[Saved data entries]
PR #7756, opened 2021-03-19
Import Firebase Swift APIs into FirebasePodTest source.

ncooke3:
Follow up to [#7746](https://github.com/firebase/firebase-ios-sdk/pull/7746). Imported Firebase Swift APIs to `FirebasePodTest`'s `AppDelegate`.

#no-changelog


paulb777 (approved):
Thanks! LGTM on green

### WHAT IS NEEDED
Reproduce the final stretch of the data above: every line from the one holding "#no-changelog" through the end, inclusive, exactly as written and nothing else.

### EXERCISE RESPONSE
#no-changelog


paulb777 (approved):
Thanks! LGTM on green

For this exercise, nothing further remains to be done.